Аукнувшись оттуда таким звоном, что это уже больше походило на колокол.

Разгневанность Нейтана между известием о Питере, «взятом под стражу на месте убийства», и его освобождением претерпела миллион изменений, от досады до натурального бешенства – с помутнением в глазах и чешущимися руками – отвесить брату подзатыльник, чего он, к слову, никогда в жизни не делал.

Страх-злость, почти привычный.

С убеждённостью, что самое страшное позади.

С очень веской убеждённостью…

Оборванной новыми оглушающими ударами, когда Питер упал.

Сметённой набатом, когда Нейтан понял, что тот не дышит.

Сменившейся жгучим бессилием и тихим, но непрекращающимся гулом, когда Питер, так и не очнувшись, впал в кому.

* *

Это был страх-оцепенение.

Не находя раньше, бывало, и свободной минуты, для того, чтобы в сотый раз выслушивать фантазии брата, сейчас Нейтан проводил в больнице, кажется, целые дни. Всё свободное время.

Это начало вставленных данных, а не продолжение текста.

PR #1593, opened 2020-09-25
spadina testnet lodestar-cli setup

### LINKED ISSUE #1584: Prepare lodestar-cli for spadina testnet
- [ ] Add a new `--testnet` argument, `spadina`
- [ ] Create a new default config for spadina
- [ ] Create everything else that is required to have `init` setup an environment for spadina and for `beacon` to run successfully on spadina (if anyone wants to drill this down further in this issue, feel free, but we can probably use whatever is setup for `--testnet medalla` as an example to create `--testnet spadina`)

3xtr4t3rr3str14l:
resolves #1584

### DIFF
--- a/packages/lodestar-cli/src/testnets/index.ts
+++ b/packages/lodestar-cli/src/testnets/index.ts
@@ -6,8 +6,9 @@ import got from "got";
 import {IBeaconNodeOptionsPartial} from "../options";
 import {altonaConfig} from "./altona";
 import {medallaConfig} from "./medalla";
+import {spadinaConfig} from "./spadina";
 
-export type TestnetName = "altona" | "medalla";
+export type TestnetName = "altona" | "medalla" | "spadina";
 
 export function getTestnetConfig(testnet: TestnetName): IBeaconNodeOptionsPartial {
   switch (testnet) {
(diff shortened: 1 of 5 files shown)


3xtr4t3rr3str14l:
putting this here to announce my desire to skip the codeclimate check this time.  what it's suggesting doesn't seem necessary because it would be good to be able to look at each testnet's config in whole (without having to reference some external common objects, like they suggest with the logger params).  open to objections or other opinions, but just wanna make that known.

dapplion:
> putting this here to announce my desire to skip the codeclimate check this time. what it's suggesting doesn't seem necessary because it would be good to be able to look at each testnet's config in whole (without having to reference some external common objects, like they suggest with the logger params). open to objections or other opinions, but just wanna make that known.

Yeah I'm okay too with the testnet config containing duplicate code.

packages/lodestar-cli/src/testnets/index.ts
```diff
@@ -41,6 +46,8 @@ export function getGenesisFileUrl(testnet: TestnetName): string | null {
       return "https://github.com/eth2-clients/eth2-testnets/raw/b84d27cc8f161cc6289c91acce6dae9c35096845/shared/altona/genesis.ssz";
     case "medalla":
       return "https://github.com/eth2-clients/eth2-testnets/blob/master/shared/medalla/genesis.ssz?raw=true";
+    case "spadina":
+      return ""; // TODO: add genesis.ssz file here
```
dapplion: Better to return null than an empty string

dapplion (dismissed):

wemeetagain (approved):

PR #1911, opened 2020-12-22
Enable Typescript strict opts

dapplion:
Enable remaining strict options in Typescript with the exception of `noUnusedParameters`, which should be taken care of by eslint
- If we agree to enable them I'll start fixing the issues

### DIFF
--- a/packages/lodestar-beacon-state-transition/src/phase0/fast/util/cachedBeaconState.ts
+++ b/packages/lodestar-beacon-state-transition/src/phase0/fast/util/cachedBeaconState.ts
@@ -92,6 +92,8 @@ export const CachedBeaconStateProxyHandler: ProxyHandler<CachedBeaconState<allFo
     } else if (key in target.type.tree) {
       // eslint-disable-next-line @typescript-eslint/no-explicit-any
       return (target.type.tree as any)[key].bind(target.type.tree, target.tree);
+    } else {
+      return undefined;
     }
   },
   set(target: CachedBeaconState<allForks.BeaconState>, key: string, value: unknown): boolean {
--- a/packages/lodestar-spec-test-util/src/single.ts
+++ b/packages/lodestar-spec-test-util/src/single.ts
@@ -107,7 +107,8 @@ function generateTestCase<TestCase, Result>(
   it(name, function () {
     const testCase = loadInputFiles(testCaseDirectoryPath, options);
     if (options.shouldSkip && options.shouldSkip(testCase, name, index)) {
-      return this.skip();
+      this.skip();
+      return;
     }
     if (options.shouldError && options.shouldError(testCase)) {
       try {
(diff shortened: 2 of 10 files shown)


tsconfig.json
```diff
@@ -7,24 +7,22 @@
...
-    /* Additional Checks */
-    // "noUnusedLocals": true,                /* Report errors on unused locals. */
+    "strictFunctionTypes": true /* Enable strict checking of function types. */,
+    "strictBindCallApply": true /* Enable strict 'bind', 'call', and 'apply' methods on functions. */,
+    "strictPropertyInitialization": true /* Enable strict checking of property initialization in classes. */,
+    "noImplicitAny": true /* Raise error on expressions and declarations with an implied 'any' type. */,
+    "noImplicitThis": true /* Raise error on 'this' expressions with an implied 'any' type. */,
+    "noImplicitReturns": true /* Report error when not all code paths in function return a value. */,
+    "noFallthroughCasesInSwitch": true /* Report errors for fallthrough cases in switch statement. */,
+    "noUnusedLocals": true /* Report errors on unused locals. */,
```
mpetrunic: that should be checked by eslint

tsconfig.json
```diff
@@ -7,24 +7,22 @@
...
-
-    /* Additional Checks */
-    // "noUnusedLocals": true,                /* Report errors on unused locals. */
+    "strictFunctionTypes": true /* Enable strict checking of function types. */,
+    "strictBindCallApply": true /* Enable strict 'bind', 'call', and 'apply' methods on functions. */,
+    "strictPropertyInitialization": true /* Enable strict checking of property initialization in classes. */,
+    "noImplicitAny": true /* Raise error on expressions and declarations with an implied 'any' type. */,
+    "noImplicitThis": true /* Raise error on 'this' expressions with an implied 'any' type. */,
+    "noImplicitReturns": true /* Report error when not all code paths in function return a value. */,
+    "noFallthroughCasesInSwitch": true /* Report errors for fallthrough cases in switch statement. */,
```
mpetrunic: this one is a bit annoying

dapplion: Since we use a lot of enums + switch I think it can bring more value than pain. You can always use a default if necessary

tsconfig.json
dapplion: True, I guess adding it here adds unnecessary compile time

tsconfig.json
mpetrunic: it prevents grouping like:
```
Enum.ONE:
Enum.TWO: doSomething(); break;
Enum.THREE:
Enum.FOUR: doSomethingElse(); break;
default: throw new Error();
```
I don't really see what value it brings, never seen project with that flag enabled tbh haha If you enable it using if-else makes more sense than switch-case

dapplion:
So is there a consensus on turning some of these rules on?

dapplion:
Review after merging https://github.com/ChainSafe/lodestar/pull/1924 should fix the type issues breaking CI

mpetrunic (dismissed):

wemeetagain:
dang, one more file conflict

wemeetagain (approved):

PR #1915, opened 2020-12-23
Add network test vectors

dapplion:
The purpose of this PR is to ensure that our ReqResp code behaves exactly the same from version to version. Current unit tests only assert that the current encoder works with the current decoder, but doesn't guarantee correctness. This PR leverages the fact that our current code has been widely tested and interop-ed so it's treated as correct. I'm adding this now to safely incorporate my upcoming ReqResp code re-org.

Tests are structured resembling the eth2 spec tests, but are generated with our own code. Include three directories
- `network/spec-test/format`: write test vectors to FS, parse FS to test vectors logic
- `network/spec-test/generate`: create test vectors and store to FS. Should be run rarely run, i.e. when the spec changes and we are confident our code interops
- `network/spec-test/run`: read test vectors from FS and run them
- `network/spec-test/vectors`: test vectors

Currently this PR only includes tests for decoding a response given a stream of bytes. I will extend to response encoding, request encoding / decoding and errors if this structure is good with other repo mantainers


wemeetagain (approved):
LGTM
I think this is a good idea

mpetrunic (commented):
I don't see any error test case?

dapplion:
Superseded by https://github.com/ChainSafe/lodestar/pull/1930 [`packages/lodestar/test/unit/network/reqresp/encodingStrategies/sszSnappy/testData.ts`](https://github.com/ChainSafe/lodestar/pull/1930/files#diff-06c33d8dfa5e808f8568447465c16b6765f91b864a29d23cdc22cfc501d8fcc6)

Above PR includes serialized payloads for Ping, Status and SignedBeaconBlock for ssz_snappy, captured in current master.

PR #1919, opened 2020-12-25
Fix out-of-sync node due to timed out beacon_blocks_by_root

### LINKED ISSUE #1916: Node is out of sync
Node stays out of sync, gossip blocks received frequently, number of peers is 25. I see a lot of logs like this:
```
Ignoring gossip block blockRoot=0x6ca67ba20f940f25e5d6        64af590b0f50f7537c9e204c25253ab6204cec8806d1, blockSlot=148684 code=BLOCK_ERROR_PARENT_UNKNOWN, parentRoot={}
   5334 Error: BLOCK_ERROR_PARENT_UNKNOWN
```

Ideally the sync service should issue "beacon_blocks_by_root" request and node should be synced again, need to turn debug mode on to get more information.

twoeths:
not the root cause of #1916 but this could prevent same issue

+ if a beacon_blocks_by_root request is timed out, the same missing ancestor root stays in sync cache forever and node will be out of sync due to that
+ this change handle the `processingRoots` inside the sync as a Map (with key as root hex, value as timestamp) instead of Set. If it's in the missing root for more than 1 minute, we allow to retry finding the same root.

### DIFF
--- a/packages/lodestar/src/sync/sync.ts
+++ b/packages/lodestar/src/sync/sync.ts
@@ -15,6 +15,7 @@ import {IBeaconConfig} from "@chainsafe/lodestar-config";
 import {List, toHexString} from "@chainsafe/ssz";
 import {BlockError, BlockErrorCode} from "../chain/errors";
 import {ORARegularSync} from "./regular/oneRangeAhead/oneRangeAhead";
+import {notNullish} from "../util/notNullish";
 
 export enum SyncMode {
   WAITING_PEERS,
@@ -41,7 +42,8 @@ export class BeaconSync implements IBeaconSync {
   private statusSyncTimer?: NodeJS.Timeout;
   private peerCountTimer?: NodeJS.Timeout;
   // avoid finding same root at the same time
-  private processingRoots: Set<string>;
+  // key as root hex and value as timestamp
+  private processingRoots: Map<string, number>;
 
   constructor(opts: ISyncOptions, modules: ISyncModules) {
     this.opts = opts;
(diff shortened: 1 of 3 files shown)


packages/lodestar/src/sync/sync.ts
```diff
@@ -212,10 +214,13 @@ export class BeaconSync implements IBeaconSync {
     const blockRoot = this.config.types.BeaconBlock.hashTreeRoot(err.job.signedBlock.message);
     const unknownAncestorRoot = this.chain.pendingBlocks.getMissingAncestor(blockRoot);
     const missingRootHex = toHexString(unknownAncestorRoot);
-    if (this.processingRoots.has(missingRootHex)) {
+    const MAX_TIME_IN_CACHE = 60 * 1000;
+    const lastTimeInCache = this.processingRoots.get(missingRootHex);
+    // in case beaconBlocksByRoot timeout, we can retry after 1 minute
+    if (notNullish(lastTimeInCache) && Date.now() - lastTimeInCache < MAX_TIME_IN_CACHE) {
```
mpetrunic: maybe better to use some lru cache implementation or write our own generic one that can be used here

twoeths: gossipsub-js uses `time-cache`, we should use it here too

packages/lodestar/src/sync/sync.ts
```diff
@@ -246,7 +247,22 @@ export class BeaconSync implements IBeaconSync {
...
+   * Check if we should process a missing root.
+   * Time-cache does not do the sweep() automatically,
+   * it only does that per put() call.
+   */
+  private shouldProcessRoot(missingRootHex: string): boolean {
+    if (this.processingRoots.has(missingRootHex)) {
+      // time-cache only do sweep() in this case
+      this.processingRoots.put(missingRootHex);
+      // check again to see if the item is there after the sweep()
+      return !this.processingRoots.has(missingRootHex);
```
twoeths, line 263: this is the sweep() implementation: https://github.com/daviddias/time-cache/blob/master/src/index.js#L27

3xtr4t3rr3str14l (approved):

twoeths:
this doesn't seem like we have timedout req/resp and we're refactoring the sync so closing for now

PR #1920, opened 2020-12-26
Fix out-of-sync node due to FUTURE_SLOT error

### LINKED ISSUE #1916: Node is out of sync

twoeths:
resolves #1916 

+ as I see `BLOCK_ERROR_FUTURE_SLOT` quite frequently, I think we need to accept some deltas when determining that error due to time differences. This is part of the spec and was somehow removed after some code refactoring
+ when handling that error, we should add to the cache first then add to `pendingBlock` db
+ at `onClockSlot` we should get all pending blocks of past slots too and process all of them
+ minor point: improve `Block error` debug log to include block slot as well

### DIFF
--- a/packages/lodestar/src/chain/clock/LocalClock.ts
+++ b/packages/lodestar/src/chain/clock/LocalClock.ts
@@ -2,11 +2,12 @@ import {AbortSignal} from "abort-controller";
 import {Epoch, Slot} from "@chainsafe/lodestar-types";
 import {IBeaconConfig} from "@chainsafe/lodestar-config";
 import {ErrorAborted} from "@chainsafe/lodestar-utils";
-import {computeEpochAtSlot, getCurrentSlot} from "@chainsafe/lodestar-beacon-state-transition";
+import {computeEpochAtSlot, computeTimeAtSlot, getCurrentSlot} from "@chainsafe/lodestar-beacon-state-transition";
 
 import {ChainEvent, ChainEventEmitter} from "../emitter";
 
 import {IBeaconClock} from "./interface";
+import {MAXIMUM_GOSSIP_CLOCK_DISPARITY} from "../../constants";
 
 /**
  * A local clock, the clock time is assumed to be trusted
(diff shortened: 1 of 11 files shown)


packages/lodestar/src/chain/clock/LocalClock.ts
```diff
@@ -43,6 +44,17 @@ export class LocalClock implements IBeaconClock {
     return getCurrentSlot(this.config, this.genesisTime);
   }
 
+  /**
+   * Maximum currentSlot of peers.
+   * If it's too close to next slot given MAXIMUM_GOSSIP_CLOCK_DISPARITY, return currentSlot + 1.
+   * Otherwise return currentSlot
+   */
+  public get maxPeerCurrentSlot(): Slot {
```
mpetrunic: I don't get how is this max slot of peers. I guess you meant "wall clock"?

twoeths: yeah it's related to that. When we're too close to next slot, other peers may switched to next slot already and it submits/spread the new block to the network and our validation failed if we use our own `currentSlot`. Since the spec allow a `MAXIMUM_GOSSIP_CLOCK_DISPARITY`, I implement this method accordingly.

The method name may be confusing, any recommendation?

mpetrunic: maybe networkWallClock or assumedWallClock? Not sure

wemeetagain: Imo `currentSlotWithGossipDisparity`

3xtr4t3rr3str14l:
@tuyennhv  Just curious, have you seen incoming gossip be errored with FUTURE_SLOT erroneously?  In the example you have here in the original issue (https://github.com/ChainSafe/lodestar/issues/1916#issuecomment-751333824), it looks like the time difference is about 5 seconds, which is beyond the MAXIMUM_GOSSIP_CLOCK_DISPARITY and should be marked as a FUTURE_SLOT.

twoeths:
> @tuyennhv Just curious, have you seen incoming gossip be errored with FUTURE_SLOT erroneously? In the example you have here in the original issue ([#1916 (comment)](https://github.com/ChainSafe/lodestar/issues/1916#issuecomment-751333824)), it looks like the time difference is about 5 seconds, which is beyond the MAXIMUM_GOSSIP_CLOCK_DISPARITY and should be marked as a FUTURE_SLOT.

@3xtr4t3rr3str14l the error `BLOCK_ERROR_FUTURE_SLOT` happened a lot in the log

wemeetagain (approved):

PR #1924, opened 2021-01-01
Bump Typescript to v4

### LINKED ISSUE #1784: Bump Typescript to 4.1
Should we?

----

There are some type issues to fix in some packages after quickly checking

dapplion:
Fixes type breaking changes to be compatible with Typecript v4, so we can benefit from the performance improvements and new features.

See https://devblogs.microsoft.com/typescript/announcing-typescript-4-0/
Fixes https://github.com/ChainSafe/lodestar/issues/1784

### DIFF
--- a/packages/lodestar-utils/src/bytes.ts
+++ b/packages/lodestar-utils/src/bytes.ts
@@ -1,5 +1,4 @@
 import {toBufferLE, toBigIntLE, toBufferBE, toBigIntBE} from "bigint-buffer";
-import {ArrayLike} from "@chainsafe/ssz";
 
 type Endianness = "le" | "be";
 
@@ -35,7 +34,7 @@ export function bytesToBigInt(value: Uint8Array, endianness: Endianness = "le"):
   throw new Error("endianness must be either 'le' or 'be'");
 }
 
-export function toHex(buffer: ArrayLike<number>): string {
+export function toHex(buffer: Parameters<typeof Buffer.from>[0]): string {
   if (Buffer.isBuffer(buffer)) {
     return "0x" + buffer.toString("hex");
   } else if (buffer instanceof Uint8Array) {
--- a/package.json
+++ b/package.json
@@ -41,7 +41,7 @@
     "@types/chai": "4.2.0",
     "@types/chai-as-promised": "^7.1.2",
     "@types/mocha": "^8.0.3",
-    "@types/node": "^12.12.21",
+    "@types/node": "^14.14.17",
     "@types/sinon": "^9.0.0",
     "@typescript-eslint/eslint-plugin": "4.9.0",
     "@typescript-eslint/parser": "4.9.0",
@@ -62,12 +62,12 @@
     "prettier": "^2.0.5",
     "sinon": "^9.0.2",
     "supertest": "^4.0.2",
-    "ts-node": "^9.0.0",
+    "ts-node": "^9.1.1",
     "typedoc": "^0.19.2",
     "typedoc-plugin-external-module-name": "^4.0.3",
     "typedoc-plugin-internal-external": "^2.2.0",
     "typedoc-plugin-markdown": "^2.4.0",
-    "typescript": "^3.8.3",
+    "typescript": "^4.1.3",
     "webpack": "^4.42.0"
   },
   "dependencies": {}
--- a/package.json
+++ b/package.json
@@ -67,7 +67,7 @@
     "typedoc-plugin-external-module-name": "^4.0.3",
     "typedoc-plugin-internal-external": "^2.2.0",
     "typedoc-plugin-markdown": "^2.4.0",
-    "typescript": "^4.1.3",
+    "typescript": "^4.2.0",
     "webpack": "^4.42.0"
   },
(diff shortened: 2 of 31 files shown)


dapplion:
A lot of unit tests are failing, anyone has a clue what might have changed to cause so many failures?

packages/lodestar-utils/src/bytes.ts
```diff
@@ -35,14 +34,6 @@ export function bytesToBigInt(value: Uint8Array, endianness: Endianness = "le"):
   throw new Error("endianness must be either 'le' or 'be'");
 }
 
-export function toHex(buffer: ArrayLike<number>): string {
```
mpetrunic, line 38: Can you put this method back. We should use this method instead of Buffer.from().toHex().

This change doesn't belong in this PR anyways

mpetrunic (commented):
Only breaking changes that could cause tests to fail are:
- https://github.com/Microsoft/TypeScript/wiki/Breaking-Changes#getterssetters-are-no-longer-enumerable
- https://github.com/Microsoft/TypeScript/wiki/Breaking-Changes#parsing-differences-in-optional-chaining-and-non-null-assertions

You should probably debug one tests and detect line thats causing trouble

wemeetagain:
Seems the stubs are no longer working

Eg:
in lodestar-beacon-state-transition/test/unit/stateTransition/epoch/justification.test.ts
set breakpoint on L43
getCurrentEpochStub.called === false

Seems related to the getters no longer being enumerable?
https://github.com/microsoft/TypeScript/issues/38568
@mpetrunic any thoughts?

mpetrunic:
> Seems the stubs are no longer working
> 
> Eg:
> in lodestar-beacon-state-transition/test/unit/stateTransition/epoch/justification.test.ts
> set breakpoint on L43
> getCurrentEpochStub.called === false
> 
> Seems related to the getters no longer being enumerable?
> [microsoft/TypeScript#38568](https://github.com/microsoft/TypeScript/issues/38568)
> @mpetrunic any thoughts?

Typical response from Ryan...
There is nice tread on sinon repo https://github.com/sinonjs/sinon/issues/2258

I think it worked before because typescript didn't generated esm compliant code (aka module imports were mutable). If my memory serves me correctly, babel was already doing that so we switched from babel-register to ts-node/register.

Few ideas:
- try this for running tests https://github.com/jasmine/jasmine/issues/1817#issuecomment-630110087
- switch to jest - it hacks into module loading system and allows stubbing but I think it also caches loaded modules
- switch back to babel-register with plugin like this that would transpile modules to be mutable for test only https://babeljs.io/docs/en/babel-plugin-transform-modules-commonjs

dapplion:
We could use an import mocking library such as https://www.npmjs.com/package/rewiremock

I've used it with success and offers full type support. Example:

```ts
  const { default: getPortsToOpen } = await rewiremock.around(
      () => import("../../../src/watchers/natRenewal/getPortsToOpen"),
      mock => {
        mock(() => import("../../../src/modules/docker/listContainers"))
          .with({ listContainers })
          .toBeUsed();
      }
    );
```

From https://github.com/dappnode/DNP_DAPPMANAGER/blob/cbd7cbcf3e155f0dd7e9e969ee37b431fb916819/packages/dappmanager/test/watchers/natRenewal/getPortsToOpen.test.ts#L74

mpetrunic:
> We could use an import mocking library such as https://www.npmjs.com/package/rewiremock
> 
> I've used it with success and offers full type support. Example:
> 
> ```ts
>   const { default: getPortsToOpen } = await rewiremock.around(
>       () => import("../../../src/watchers/natRenewal/getPortsToOpen"),
>       mock => {
>         mock(() => import("../../../src/modules/docker/listContainers"))
>           .with({ listContainers })
>           .toBeUsed();
>       }
>     );
> ```
> 
> From https://github.com/dappnode/DNP_DAPPMANAGER/blob/cbd7cbcf3e155f0dd7e9e969ee37b431fb916819/packages/dappmanager/test/watchers/natRenewal/getPortsToOpen.test.ts#L74
> 

Im pretty sure that only works because you are using typescript <3.9. All those libs were just modifying exports. Feel free to try it though

dapplion:
> Im pretty sure that only works because you are using typescript <3.9. All those libs were just modifying exports. Feel free to try it though

RIght, I have not tried it with Typescript >= 3.9

dapplion:
rewiremock works fine with Typescript v4.
- I've skipped all tests in the beacon state transition that were mocking imports
- I've refactored the tests in lodestar that were mocking imports with rewiremock. It's not pretty, and slow but allows us to move forward.

All our code does dependency injection everywhere, where we pass entire instances of the `chain`, `network`, etc. However, we don't do dependency injection for BLS and state transition utils. To fix this type of issues with mocking imports that result in very ugly verbose test code we could also do dependency injection for these remaining items

wemeetagain (approved):
This is good for now to move forward.
I think ideally, we can build out better testing infrastructure that can help us test on valid-ish states so we can avoid relying on mocking and just have better e2e tests.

Не забывая о предвыборной кампании, значительную часть забот о ней он переложил на плечи помощников.

Дома он почти не бывал.

Хайди понимала…

Сидя у постели брата, осунувшийся и погасший, он беспрестанно думал обо всех своих страхах, словах и поступках; прошлых – какими они были и как повлияли на всё вокруг, и будущих – какими они должны быть, чтобы никогда больше Питер не смел его так пугать. Он и представлять не хотел, что тот может вздумать снова его разочаровать и так не придти в себя.

Не может!

Иначе… Нейтан не представлял себе никакого другого «иначе».

Поэтому его раздражало, что остальные вели себя так, словно уже приговорили брата к смерти. Бродили по палате на цыпочках, или со скорбными лицами стояли в стороне.

Мама сетовала, что это ужасно, умереть в двадцать шесть лет от сердечного приступа, а Симон однажды додумалась принести цветы.

Это было спустя две недели после приступа.

- Он не умрет, мама!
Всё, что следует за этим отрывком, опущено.